Today, in the era of data and computing, fast and reliable retrieval of information has become of great importance for security and military applications, and continues to be such, as the amount available digital data increases every second. While the search and retrieval of text data has produced mature products and are today being used in search engines everyday by everyone, the retrieval of spoken content still remains a young research, especially for low resource languages where the available data is scarce to train reliable speech recognition systems. This chapter provides a thorough introduction of a speech retrieval task called “keyword search” and presents a novel similarity measure optimization-based approach. The case study was experimented on telephone conversations in three different languages and thousands of keywords randomly selected from each language were searched in the document. The experiments show that the technique introduced in this chapter offers a new methodology to handle the terms that does not even exist in the vocabulary of the speech recognition systems.
TopIntroduction
The digitalization of data and the ever-increasing storage capacity has brought people closer to a life like the fictional world in Jorge Luis Borges' Library of Babel (Borges, 1998), —an infinite library whose books contain every possible string of letters and, therefore, somewhere an explanation of why the library exists and how to use it. Though, it was highly doubted that the librarians would ever find that book amid the miles of nonsense. The situation the society faces today is somewhat similar: When it comes to retrieval of data, and especially the spoken data, the conundrum appears to be the “Paradox of Abundance” defined in Haidt (2006): Quantity undermines the quality of our engagement. Hence, it is vital now, in the Internet era; to efficiently and correctly retrieve the data of interest to make our lives easier as evidenced by the well-developed text retrieval technology, which is undoubtedly one of the biggest life-changing innovations of the past century. On the other hand, speech retrieval technology is still nascent even though speech is definitely one of the most appealing forms of information content. The retrieval of speech is therefore not only attractive but also necessary for users to efficiently browse across the vast quantities of multimedia content.

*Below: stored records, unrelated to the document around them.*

PR #1019, opened 2019-11-27
Ruby gems CVE-2019-13117 and CVE-2019-16892

SDBrett:
Resolves: CVE-2019-13117 and CVE-2019-16892

Fixes: #1019

Updated gemfile.lock for security vulnerability.

Updated Gemfile to specify gem versions, providing more control over versions when using bundle update. Including the Jekyll version in the Gemfile tells Nelify which version to build with.

Signed-off-by: Brett Johnson <brett@sdbrett.com>


SDBrett:
> Everything seems good to me; seems like an unusually large diff for the intended change but everything still seems to work as expected and I confirmed bundle-audit showed no issues.
> 
> LGTM once @jonasrosland has a chance to peek at it. (also, fwiw even though this is "out of date" with master I should be able to merge w/o issue)

The changes to Gemfile.lock to extend beyond the scope of fixing the vulnerable packages. I felt that it was a good opportunity to update the rest of the gems and prevent dependency issues.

Detection of certain words in telephone conversations is also a very important task for security reasons and fight against terrorism. Such a task may require a dynamic list of ‘suspicious’ keywords, so that there no longer exists a necessity for developing the retrieval system from the beginning once new keywords become of interest.
This chapter focuses on a speech retrieval task called spoken term detection, also known as keyword search (KWS). In KWS, the user provides a query in text form consisting of one or more words. This query is searched in an un-transcribed audio archive and the locations in the audio where the query exits are returned to the user in an ordered list, with respect to a similarity score the KWS system attributes to them. The text counterpart of the task that was just defined is a very common one in everyday life. Nowadays, people rarely spend a day without searching something in Google©. Text browsing also comes in handy and used in text editors with very well-known short-cut button configurations. Despite this wide usage of text retrieval acknowledged by almost every computer user, searching for speech still remains a young research. Searching for audio-visual content in multimedia archives, such as YouTube, only provides videos whose title or meta-data has high similarity scores to the text query. The actual locations where the terms of interest are uttered are not available upon such a search. In KWS, on the other hand, the audio documents are returned to the user along with the time stamps where the query occurs. Such a system maybe desired in situations where the user is interested in finding locations of their queries in lecture videos, broadcast news reports, radio communications, meeting recordings. Furthermore, detecting and locating the utterance of certain keywords in telephone conversations may be very important for security applications for prevention and/or investigation of criminal or terrorist activities. System diagram demonstrating the KWS task is given in Figure 1.
Figure 1. A brief demonstration of the keyword search task
Since the text retrieval task is now a mature product and has been providing reliable results, the first practiced approach to KWS was using an automatic speech recognition (ASR) system on the audio archive and converting the task into a text retrieval task. Once the spoken document is converted into a string of words by the ASR system, the task is now to finding text in text, which is not so hard. However, only depending on the ASR system output limits the retrieval system's performance to the accuracy and the vocabulary size of the ASR systems being used. Furthermore, when circumstances are harder as in the situations when the recording conditions are very noisy and there is little or no available data for the language of interest, which is referred to as a “low resource language” in the literature.